Getting STEAMed up

 

I guess I’ve always been interested in the cross-overs, blurred edges and ways in which ideas, disciplines, themes and people can merge to make new meaning. I trace it back to working in archaeology, where in order to shine a light on the material culture of the past, everything from electron microscopes, spatial analysis, artistic typography, linguistic and literary studies, geology and systems theory were deployed.

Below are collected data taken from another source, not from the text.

PR #8183, opened 2017-10-15
gcompat: update Web URL and source URL

awilfox:
* 0.1.0 is released
* Do not use GitHub as it is not the authoritative Web URL for gcompat
* Official tarballs are on distfiles.adelielinux.org
* LICENSE is included in the tarball now

### DIFF
--- a/srcpkgs/gcompat/template
+++ b/srcpkgs/gcompat/template
@@ -1,18 +1,15 @@
 # Template file for 'gcompat'
 pkgname=gcompat
-version=0.0.1
+version=0.1.0
 revision=1
-wrksrc="${pkgname}-${pkgname}-${version}"
+wrksrc="${pkgname}-${version}"
 build_style="gnu-makefile"
 short_desc="Compatibility layer to allow running glibc binaries on musl systems"
 maintainer="Daniel James <djames@orcadian.net>"
-homepage="https://github.com/AdelieLinux/gcompat"
+homepage="https://code.foxkit.us/adelie/gcompat"
 license="ISC"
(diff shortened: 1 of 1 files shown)


srcpkgs/gcompat/template
```diff
@@ -41,7 +38,3 @@ make_install_args="LINKER_PATH=/usr/lib/${_musl} LOADER_NAME=${_glibc}
 pre_build() {
 	sed -i 's/gcc/$(CC)/g' Makefile
 }
-
-post_install() {
-	vlicense ${XBPS_SRCDISTDIR}/${pkgname}-${version}/LICENSE
```
maxice8: use `vlicense LICENSE`

licenses aren't automatically installed.

srcpkgs/gcompat/template
```diff
@@ -1,18 +1,15 @@
 # Template file for 'gcompat'
 pkgname=gcompat
-version=0.0.1
+version=0.1.0
 revision=1
-wrksrc="${pkgname}-${pkgname}-${version}"
```
maxice8: wrksrc can be removed as ${pkgname}-${version} is default behaivour

ebfe:
merged with above issues fixes

ebfe:
@awilfox apparently the sysctl syscall is deprecated an not available on aarch64, used a7aa924e41f885dec6daa046bb80a2dca5434244 as a a workaround for now.

awilfox:
Fixed in upstream 03c6a554; you will be able to drop the patch when 0.2.0 is released.  Thanks for reporting.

The power and joy of facilitating projects across subject disciplines was further brought home working at NESTA (National Endowment For Science, Technology and the Arts) as its first Director of Learning in 2000. Here I was able to both solicit and commission projects and for me the most powerful crossed a number of boundaries and were child-led, such as Room 13 http://room13international.org/studios/ and http://www.pallabs.org/

It was in 2010, when I was CEO at the Sorrell Foundation, that I came across initiatives in the US such as Rhode Island School of Design bringing STEAM forward as an idea – injecting the Arts into the subject cluster of Science, Technology and Maths. The President of the School, John Meada, has subsequently championed the development of a STEAM Caucus: http://stemtosteam.org/

It’s taken a while for STEAM to make headway in the UK, but it’s heartening to see a growing number of initiatives and individuals embracing it. My old organization, NESTA, continues to build on its interdisciplinary foundations; we’ve had Eric Schmidt’s talk on the arts/science divide; the work of the Cultural Learning Alliance http://www.culturallearningalliance.org.uk/ Maria Miller’s endorsement when she was Secretary of State for Culture, Media and Sport; and, most recently, John Cridland’s call for STEAM from the CBI – to name but a few.

There is much more to be done, most importantly for the next generation in our schools, still largely experiencing a curriculum and approach that looks pretty much as it did in the 1950s. Imagination, and the ability to apply it, is the fuel of STEAM, and it’s something we’ve embraced since our formation. The Institute of Imagination draws no subject boundaries or distinctions between the artistic and scientific worlds: so we say ‘bring it on’.